Key Laboratory of Advanced Manufacturing Technology, Ministry of Education, Guizhou University, Guiyang, Guizhou, 550025, China.
Key Laboratory of Advanced Manufacturing Technology, Ministry of Education, Guizhou University, Guiyang, Guizhou, 550025, China; Information Engineering Institute, Chongqing Vocational and Technical University of Mechatronics, Chongqing, 402760, China.
Comput Biol Med. 2023 Mar;154:106606. doi: 10.1016/j.compbiomed.2023.106606. Epub 2023 Jan 23.

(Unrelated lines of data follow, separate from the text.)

PR #12255, opened 2025-07-31
Alertmanager: Use the current configuration to start per-tenant Alermanagers after a request

santihernandezc:
When strict initialization is enabled, per-tenant Alertmanagers can be skipped if they have default configurations. We initialize these Alertmanagers using the fallback config in case we receive a request for a tenant.

Some requests might require the Alertmanager to use the actual configuration we have stored for the tenant. E.g., a tenant using a default configuration might want to try an email contact point before saving it. In this case, we need any custom SMTP configs to be loaded before we send the test notification.

This PR loads the configurations (Mimir, Grafana) from the database and uses them to start the Alertmanager for a tenant sending requests.

#### Note for reviewers

I'm using `fmt.Errorf` instead of `errors.Wrap`. The former is a function from the standard library; the latter is part of a 3rd party package ([pkg/errors](https://github.com/pkg/errors)) that was archived in 2021. We should stop using it.


pkg/alertmanager/config.go
```diff
@@ -80,8 +80,37 @@ func createUsableGrafanaConfig(logger log.Logger, gCfg alertspb.GrafanaAlertConf
...
+	for _, desc := range t {
+		result = append(result, definition.PostableApiTemplate{
+			Name:    desc.Filename,
+			Content: desc.Body,
+			Kind:    kind,
+		})
+	}
+	return result
+}
+
```
santihernandezc: None of this was changed. I only extracted the logic to create an `EmailSenderConfig` into a separate `genEmailConfig` function.

PR #12257, opened 2025-07-31
Elide SeriesChunksStreamReader..StartBuffering span on queries

bboreham:
#### What this PR does

To save tracing bandwidth and screen real-estate when viewing traces, move the start and end of buffering (and any log messages) up to events on the parent `cortex.Ingester/QueryStream` span.

To illustrate, this picture would go from 12 spans to 9:

image

It could be argued that the parent span belongs to otelgrpc and it's confusing to add streamreader stuff to it.
I think the benefits of fitting more on the screen outweigh that.  Indeed I'd quite like to remove the `cortex.Ingester/QueryStream` client-side span because it doesn't add anything to its parent `Distributor.queryIngesterStream`.

#### Checklist


bboreham:
> Can we log also when we stop buffering? 

There is already an event: https://github.com/grafana/mimir/blob/d7dde5ab5c47ed75e6aa28f8c5732d93d9b5e1eb/pkg/ingester/client/streaming.go#L165

image


That's logged on every successful return from `readStream`, which is the last thing that happens, or an error is logged by `StartBuffering`.

PR #12261, opened 2025-07-31
querier: check size of whole frontend response before sending it

56quarters:
#### What this PR does

Check the size of the entire response being sent to the query-frontend before sending it, not just the body. This fixes edge cases where a response body wasn't larger than the grpc limit but the entire request was. This resulted in timeouts in the query-frontend since the scheduler processor was never able to sent a response to the query-frontend.

This is the same issue as #10154 but in the querier worker that pulls from the query-scheduler instead of the query-frontend.

Related #10154

Required for #12200

#### Checklist

- [x] Tests updated.
- [ ] Documentation added.

### DIFF
--- a/CHANGELOG.md
+++ b/CHANGELOG.md
@@ -18,7 +18,7 @@
 * [BUGFIX] Querier: Samples with the same timestamp are merged deterministically. Previously, this could lead to flapping query results when an out-of-order sample is ingested that conflicts with a previously ingested in-order sample's value. #8673
 * [BUGFIX] Store-gateway: Fix potential goroutine leak by passing the scoped context in LabelValues. #12048
 * [BUGFIX] Distributor: Fix pooled memory reuse bug that can cause corrupt data to appear in the err-mimir-label-value-too-long error message. #12048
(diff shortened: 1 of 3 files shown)


CHANGELOG.md
```diff
@@ -18,6 +18,7 @@
 * [BUGFIX] Querier: Samples with the same timestamp are merged deterministically. Previously, this could lead to flapping query results when an out-of-order sample is ingested that conflicts with a previously ingested in-order sample's value. #8673
 * [BUGFIX] Store-gateway: Fix potential goroutine leak by passing the scoped context in LabelValues. #12048
 * [BUGFIX] Distributor: Fix pooled memory reuse bug that can cause corrupt data to appear in the err-mimir-label-value-too-long error message. #12048
+* [BUGFIX] Querier: fix timeout responding to query-frontend when response size is very close to `-querier.frontend-client.grpc-max-send-msg-size`. #12261
```
```suggestion
* [BUGFIX] Querier: Fix timeout responding to query-frontend when response size is very close to `-querier.frontend-client.grpc-max-send-msg-size`. #12261
```

tacole02 (approved):
Changelog looks good!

White blood cell (WBC) detection in microscopic images is indispensable in medical diagnostics; however, this work, based on manual checking, is time-consuming, labor-intensive, and easily results in errors. Using object detectors for WBCs with deep convolutional neural networks can be regarded as a feasible solution. In this paper, to improve the examination precision and efficiency, a one-stage and lightweight CNN detector with an attention mechanism for detecting microscopic WBC images, and a white blood cell detection vision system are proposed. The method integrates different optimizing strategies to strengthen the feature extraction capability through the combination of an improved residual convolution module, hybrid spatial pyramid pooling module, improved coordinate attention mechanism, efficient intersection over union (EIOU) loss and Mish activation function. Extensive ablation and contrast experiments on the latest public Raabin-WBC dataset verify the effectiveness and robustness of the proposed detector for achieving a better overall detection performance. It is also more efficient than other existing studies for blood cell detection on two additional classic public BCCD and LISC datasets. The novel detection approach is significant and flexible for medical technicians to use for blood cell microscopic examination in clinical practice.
白细胞(WBC)检测在医学诊断中是必不可少的;然而,这项基于人工检查的工作既耗时又费力,并且容易出错。使用带有深度卷积神经网络的对象检测器检测 WBC 可以被视为一种可行的解决方案。在本文中,为了提高检查精度和效率,提出了一种用于检测显微镜下 WBC 图像的具有注意机制的单阶段轻量级 CNN 检测器和一个白细胞检测视觉系统。该方法通过结合改进的残差卷积模块、混合空间金字塔池化模块、改进的坐标注意力机制、高效交并比(EIOU)损失和 Mish 激活函数,集成了不同的优化策略,以通过组合来增强特征提取能力。在最新的公共 Raabin-WBC 数据集上进行的广泛的消融和对比实验验证了所提出的检测器在实现更好的整体检测性能方面的有效性和鲁棒性。与其他现有的用于在两个附加的经典公共 BCCD 和 LISC 数据集上进行血细胞检测的研究相比,它的效率也更高。这种新的检测方法对于医学技术人员在临床实践中进行血细胞显微镜检查具有重要意义和灵活性。